Kuduz kuşkusunda hayat kurtaran yol: Yarayı basınçlı su ve sabunla yıkayın

Bilgin

Global Mod
Global Mod
Kuduz, aşısı bulunmasına karşın hem insanlarda hem göğüslü hayvanlarda ölümcül seyreden beyin ve omurilik iltihabına yol açabilen zoonotik bir hastalık olarak biliniyor…
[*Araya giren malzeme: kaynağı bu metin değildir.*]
PR #50, opened 2019-04-10
Clement CYF-HOTEL-REACT

clems27:


aldeez988:
Well done nice work @clems27

src/App.js
```diff
@@ -2,18 +2,30 @@ import React, { Component } from "react";
...
+import Footer from "./Footer"
 import "./App.css";
+import "./grid.css";
 
 class App extends Component {
   render() {
-    return (
-      <div className="App">
-        <header className="App-header">CYF Hotel</header>
+    const contactInfo = [
```
40thieves: Nice job with naming 👏

src/Button.js
```diff
@@ -0,0 +1,7 @@
+import React from "react";
+
+const Button = (props) => {
+  return <button className="btn btn-primary">{props.text}</button>;
```
40thieves: Great job making the `Button` component reusable!

src/Footer.js
```diff
@@ -0,0 +1,15 @@
+import React from "react";
+
+const Footer = props => {
+  return (
+    <footer className="footer">
+      <ul>
+        {props.contactInfo.map((info, index) => {
+          return <li key={index}>{info}</li>;
```
40thieves: Great usage of the `key`!

src/Restaurant.js
```diff
@@ -1,13 +1,13 @@
...
-const Restaurant = () => {
+const Restaurant = (props) => {
   const pizzas = 0;
   return (
     <div>
       <h3>Restaurant Orders</h3>
       <ul>
         <li>
-          Pizzas: {pizzas} <button className="btn btn-primary">Add</button>
+          Pizzas: {pizzas} <button className="btn btn-primary">{props.text}</button>
```
40thieves: Could we reuse the `<Button>` component here?

src/App.js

Kuduz bir hayvan tarafınca ısırılma durumunda bedene giren virüsle uğraşta birtakım formüller büyük tedavi açısından büyük ehemmiyet taşıyor…
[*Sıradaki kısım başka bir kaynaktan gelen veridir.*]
PR #51, opened 2019-04-10
Matthew React Week Three

mtbdata711:


src/CustomerDataTable.js
```diff
@@ -0,0 +1,36 @@
...
+            </th>
+            <td key={res.title}>{res.title}</td>
+            <td key={res.firstName}>{res.firstName}</td>
+            <td key={res.surname}>{res.surname}</td>
+            <td key={res.email}>{res.email}</td>
+            <td key={"roomId"}>{`00${index + 1}`}</td>
+            <td key={res.checkInDate}>{res.checkInDate}</td>
+            <td key={res.checkOutDate}>{res.checkOutDate}</td>
+            <td key={"nights"}>
+              {calculateStayDuration(res.checkInDate, res.checkOutDate)}
```
clems27: Well done Matthew, I really like the way you use your table.

src/PrimaryButton.js
```diff
@@ -0,0 +1,15 @@
...
+const PrimaryButton = (props) => {
+
+    return (
+        <div className="primary-button">
+            <button className="btn btn-primary">
+                {props.buttonText}
+            </button>
+        </div>
+    )
+}
```
clems27: Good job Matthew, good to see you use props here, welldone

src/CustomerDataTable.js
```diff
@@ -0,0 +1,36 @@
...
+function calculateStayDuration(checkIn, checkOut) {
+  return moment(checkOut).diff(moment(checkIn), "days");
+}
+
+const CustomerDataTable = customerObj => {
+  return (
+    <tbody>
+      {customerObj.results.map((res, index) => {
+        return (
+          <tr key={`tr${index}`}>
```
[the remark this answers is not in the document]
nbogie: You need only put a key on the top containing node.  So in this case: 
```<tr key={res.id}>```.  None of the other child nodes need a key.

File: src/CustomerDataTable.js [hunk 4]
```diff
@@ -0,0 +1,36 @@
...
+            <th scope="row" key={res.id}>
+              {res.id}
+            </th>
+            <td key={res.title}>{res.title}</td>
+            <td key={res.firstName}>{res.firstName}</td>
+            <td key={res.surname}>{res.surname}</td>
+            <td key={res.email}>{res.email}</td>
+            <td key={"roomId"}>{`00${index + 1}`}</td>
```
nbogie: Just read ```res.roomId``` from the result?

src/PrimaryButton.js
nbogie: Good stuff!

src/TableHeadings.js
```diff
@@ -0,0 +1,22 @@
+import React from 'react'
+
+
+
+const TableHeadings = (props) => {
+    return (
```
nbogie: These arrow functions can be written more simply with implicit return and no braces delimiting the body (because you just have one statement (one parent JSX node creation)): 
```const TableHeadings = props => <thead>
<tr>...
</thead>
```

There's nothing wrong with the way you've done it, however.

src/TouristInfoCards.js
```diff
@@ -0,0 +1,38 @@
+import React from "react";
+
+const TouristInfoCards = props => {
+  return (
+    <div className="tourist-information">
+      <div className="container">
+        <div className="row">
+          {props.data.map((singleCard, index) => {
```
nbogie: For me this is crying out for a `TouristInfoCard` component.  You could define it within this same file.

nbogie: Good work driving this by looping over data.

src/DisplayBookings.js
```diff
@@ -0,0 +1,29 @@
...
+            "First Name",
+            "Surname",
+            "Email",
+            "Room ID",
+            "Check In Date",
+            "Check Out Date",
+            "Nights"
+          ]}
+        />
+        {<CustomerDataTable results={FakeBookings} />}
```
40thieves: I think these curly braces are unnecessary here :)

src/CustomerDataTable.js
```diff
@@ -0,0 +1,62 @@
...
+  }
+}
+
+
+toggleHighlightedRow = (e) => {
+  this.setState(prevState => ({
+    selected: !prevState.selected
+  })
+)
+this.state.selected ? (e.target.parentNode.className = 'bg-info') : (e.target.parentNode.className = '');
```
40thieves: This is something that you have to be careful about in React: you're directly manipulating the DOM. This is potentially a problem because now React doesn't know that your change is deliberate and will wipe away your change next time your render (anywhere in the app). Your manual DOM change is in the "real DOM", but not in React's virtual DOM and so it removes your manual change.

src/Orders.js
```diff
@@ -0,0 +1,36 @@
...
+  super(props);
+  this.state = {
+    orders: 0
+  };
+}
+
+addOrder = () => {
+  this.setState(previousState => {
+    return {
+      orders: previousState.orders + 1
```
40thieves: Great job!

src/Restaurant.js
```diff
@@ -1,17 +1,23 @@
...
+
+
+  render() {
+        return (
+      <div>
+        <h3>Restaurant Orders</h3>
+        <ul>
+          <Orders orderType="Salads" />
+          <br/>
+          <Orders orderType="Pizzas" />
```
40thieves: Can you see how making our components reusable (but configurable via props) is useful? :)

src/CustomerDataTable.js
mtbdata711: Hey Ali! Thanks for this. Your commitments got me really keen to re-visit this and I've now added a revision with a new component. Let me know if this was along the right track.

src/Clock.js
```diff
@@ -14,6 +14,10 @@ class Clock extends Component {
     this.timer = setTimeout(this.tick, 1000);
   }
 
+  componentWillUnmount(){
+    clearTimeout(this.timer);
```
40thieves: Great! :)

src/Bookings.js
```diff
@@ -1,19 +1,77 @@
...
 import Search from "./Search.js";
-// import SearchResults from './SearchResults.js';
-// import FakeBookings from '../data/fakeBookings.json';
+import SearchResults from "./SearchResults.js";
 
 export default class Bookings extends Component {
+  constructor(props) {
+    super(props);
+    this.state = {
+      FakeBookings: null,
```
40thieves: This is a tiny nitpick, but generally we prefer camelCase variable naming for state variables.

src/Bookings.js
```diff
@@ -1,19 +1,77 @@
...
 
   render() {
     return (
       <div className="App-content">
         <div className="container">
+          {this.state.err && this.errorMessage()}
           <Search search={this.search} />
-          {/* <SearchResults results={FakeBookings} /> */}
+
+          {this.state.isLoading ? (
```
40thieves: I believe if there was an error, it would continue to show a loading state?

src/Bookings.js
```diff
@@ -1,19 +1,77 @@
...
+    } else {
+      this.setState({ SearchResults: filteredSearch });
+    }
+  };
+
+  loadingMessage = () => {
+    return <span>Loading...</span>;
+  };
+
+  errorMessage = () => {
```
40thieves: We haven't talked about it much it class but for this case I would prefer to put this in it's own little component. It shows up nicer in then dev tools then.

Usually if I'm making something like this where the component will only be shown in this one file, that's where I break the rule about how every component should be in it's own file.

src/Bookings.js
```diff
@@ -1,19 +1,77 @@
...
+        } else {
+          throw new Error("HTTP error");
+        }
+      })
+      .then(res => res.json())
+      .then(data =>
+        this.setState({
+          FakeBookings: data,
+          isLoading: false,
+          SearchResults: data
```
40thieves: We generally say in React that it is better to calculate things when we need them rather than try to store everything in state. Here we only need to store the current value and the full list of results to be able to calculate the filtered list of results.

If we added a button to show all results again (after filtering), how would you implement that?

Hint: it might be easier to store just the current `searchVal` in state, then calculate the filtered results in the render method. Then if you want to show all the results again, you can just set the `searchVal` to be empty and then the filter will return all the results.

src/Search.js
```diff
@@ -1,29 +1,47 @@
...
+
+class Search extends Component {
+
+input = (inputEl) => {
+    this.inputRef = inputEl
+}
+
+  handleSubmit = event => {
+    event.preventDefault()
+    return this.props.search(this.inputRef.value);
```
40thieves: Well done :)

Türkiye Enfeksiyon Hastalıkları ve Klinik Mikrobiyoloji Uzmanlık Derneği (EKMUD) tarafınca, kuduz hastalığına ait yazılı bir açıklama yapıldı.

“100 bin kişinin kuduz niçiniyle öldüğü varsayım edilmektedir”

AA’nın haberine göre; bildirim problemleri niçiniyle dünyada olguların resmi sayılardan epeyce daha fazla olduğu tabir edilen açıklamada, kuduza bağlı vefat sayılarına ait şu bilgilere yer verildi:

“Yılda 40 bin-100 bin kişinin kuduz niçiniyle öldüğü iddia edilmektedir. Ülkemizde yılda yaklaşık 200 bin kişi kuduz riskli temas niçiniyle aşılanmaktadır. Maalesef her yıl 1-2 kuduz olayı ülkemizde görülmektedir.

“Virüs taşıyan kedi ve köpeklerde 10 gün ortasında mevt gerçekleşmektedir”

Ülkemizde son 20 yıl değerlendirildiğinde, kuduz olan hayvanların büyük çoğunluğunun sahipsiz kedi ve köpeklerle birlikte yaban hayvanlarından korunamayan evcil hayvanlar olduğu görülmektedir. Virüs taşıyan kedi ve köpeklerde kesinlikle 10 gün ortasında mevt gerçekleşmektedir.”

Kuluçka mühleti 14-90 gün Kuduzun standart teşhisinde, enseden alınan deri biyopsisi, kan, tükürük, beyin omurilik sıvısı ve beyin dokusundan alınan örneklerin kullanıldığı aktarılan açıklamada, kuduz bir hayvan tarafınca ısırılmayı takiben, hastalığın kuluçka müddetinin çoklukla 14-90 gün olduğuna işaret edildi.


“Semptomların ortaya çıkmasından daha sonra aşılar faydasızdır”

Kuluçka mühletinin 4 gün kadar kısa olabileceği üzere literatürde 27 ay, 6 yıl ve hatta 19 yıla kadar uzayan olayların da bildirildiğine işaret edilen açıklamada, “Semptomların ortaya çıkmasından daha sonra aşılar yararsızdır ve ortalama 18 gün daha sonra vefat gözlenir. Özel bir tedavisi bulunmamaktadır.” sözlerine yer verildi.

Açıklamada, hastalara ağır bakım kurallarında uyutularak, ömür dayanağı sağlandığı, klinik bulgular ortaya çıktıktan daha sonra uygunlaşan olayların fazlaca nadir görüldüğünün altı çizildi.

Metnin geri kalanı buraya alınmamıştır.